Plaintiff sues Defendants Clark and Miles in their official capacities. Plaintiff's official-capacity claims against these Defendants are actually against their employer, SHP. Kentucky v. Graham, 473 U.S. 159, 166 (1985) (quoting Monell, 436 U.S. at 691 n.55). "A private corporation is not liable under § 1983 for torts committed by its employees when such liability is predicated solely upon a theory of respondeat superior. " Austin v. Paramount Parks, Inc., 195 F.3d 715, 728 (4th Cir. 1999). Rather, a private corporation is liable under § 1983 only when an official policy or custom of the corporation causes the alleged deprivation of federal rights. See Street v. Corr. Corp. of Am., 102 F.3d 810, 817 (6th Cir. 1996). Plaintiff makes no allegations concerning SHP and does not allege any official policy or custom on the part of that entity. Accordingly, Plaintiff's official-capacity claims will be dismissed for failure to state a claim.

C. Individual-capacity claims against Defendants Clark and Miles

Plaintiff also sues Defendants Clark and Miles in their individual capacities. "A prison official's deliberate indifference' to a substantial risk of serious harm to an inmate violates the Eighth Amendment." Farmer v. Brennan, 511 U.S. 825, 828 (1994).
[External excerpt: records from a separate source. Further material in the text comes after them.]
PR #120, opened 2021-06-08
Remove overzealous chromaticity check

sboukortt:


lib/jxl/color_encoding_internal.cc
```diff
@@ -714,11 +714,8 @@ static const float kBradfordInv[9] = {
 
 // Adapts whitepoint x, y to D50
 Status AdaptToXYZD50(float wx, float wy, float matrix[9]) {
-  if (wx < 0 || wx > 1 || wy < 0 || wy > 1) {
-    return JXL_FAILURE("xy color out of range");
-  }
-
   float w[3] = {wx / wy, 1.0f, (1.0f - wx - wy) / wy};
+  JXL_RETURN_IF_ERROR(w[0] == w[0] && w[2] == w[2]);
```
jonsneyers, line 718: This is to check they're not NaN? Shouldn't it also be checked that they're not +-inf?

sboukortt: You are right, it’s likely best.

(`isfinite(NaN)` is false.)

veluca93 (approved):

PR #121, opened 2021-06-08
mark DC API functions as deprecated

lvandeve:


veluca93 (approved):

deymo (approved):

lib/include/jxl/decode.h
```diff
@@ -214,6 +215,7 @@ typedef enum {
    * status only indicates we're past this point in the codestream. This event
    * occurs max once per frame and always later than JXL_DEC_FRAME_HEADER
    * and other header events and earlier than full resolution pixel data.
+   * DEPRECATED: the DC feature in this form will be removed.
```
jonsneyers, line 218: Maybe add a comment here or elsewhere to indicate in favor of what it gets deprecated?
(I assume you now get an upsampled DC in the main image buffer instead of using a separate DC image?)

lvandeve: Done, added JxlDecoderFlushImage as alternative. Note that we need to add functionality to allow flushing exactly at DC later

lvandeve:
Had to also update for djxl_fuzzer's warning, PTAL

veluca93 (approved):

In order for a claim to rise to the level of an Eighth Amendment violation, "a prison official must know of and disregard an excessive risk to inmate health or safety; the official must both be aware of the facts from which the inference could be drawn that a substantial risk of serious harm exists, and he must also draw the inference." Id. at 837-38. Therefore, to prove a prison official is liable under the Eighth Amendment for denial of medical treatment, the prisoner must first demonstrate the existence of a "sufficiently serious" medical need. Miller v. Calhoun Cnty., 408 F.3d 803, 812 (6th Cir. 2005). The prisoner must also demonstrate that the prison official subjectively possessed "a sufficiently culpable state of mind in denying medical care.'" Id. (quoting Farmer, 511 U.S. at 834).
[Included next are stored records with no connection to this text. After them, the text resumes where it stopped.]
PR #123, opened 2021-06-08
add cjxl option --keep_invisible

jonsneyers:
Allows preserving the color of invisible pixels in lossy mode (`--keep_invisible=1`) or forgetting the color of invisible pixels in lossless mode (`--keep_invisible=0`). For now just sets invisible pixels to black in lossless mode (probably something better is possible, but the smearing we're doing in lossy mode is not it).

### DIFF
--- a/lib/jxl/enc_frame.cc
+++ b/lib/jxl/enc_frame.cc
@@ -399,7 +399,7 @@ Status MakeFrameHeader(const CompressParams& cparams,
 // edge duplication but not more. It would probably be better to smear in all
 // directions. That requires an alpha-weighed convolution with a large enough
 // kernel though, which might be overkill...
-void SimplifyInvisible(Image3F* image, const ImageF& alpha) {
+void SimplifyInvisible(Image3F* image, const ImageF& alpha, bool lossless) {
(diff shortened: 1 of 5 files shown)


jonsneyers:
I'll rebase once the other one lands, trying to avoid merge conflicts.

lib/jxl/enc_frame.cc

However, "[w]here a prisoner has received some medical attention and the dispute is over the adequacy of the treatment, federal courts are generally reluctant to second guess medical judgments and to constitutionalize claims which sound in state tort law." Westlake v. Lucas, 537 F.2d 857, 860 n.5 (6th Cir. 1976). Here, Plaintiff states that he received x-rays in December 2012 and saw Defendant Miles for his medical problem. He requests a "second opinion." Plaintiff therefore does not allege that he was denied treatment; his dispute is over the adequacy of his treatment. His deliberate-indifference claims against Defendants in their individual-capacities, therefore, fail to state a claim upon which relief can be granted and will be dismissed.

For the foregoing reasons, the Court will dismiss the action by separate Order.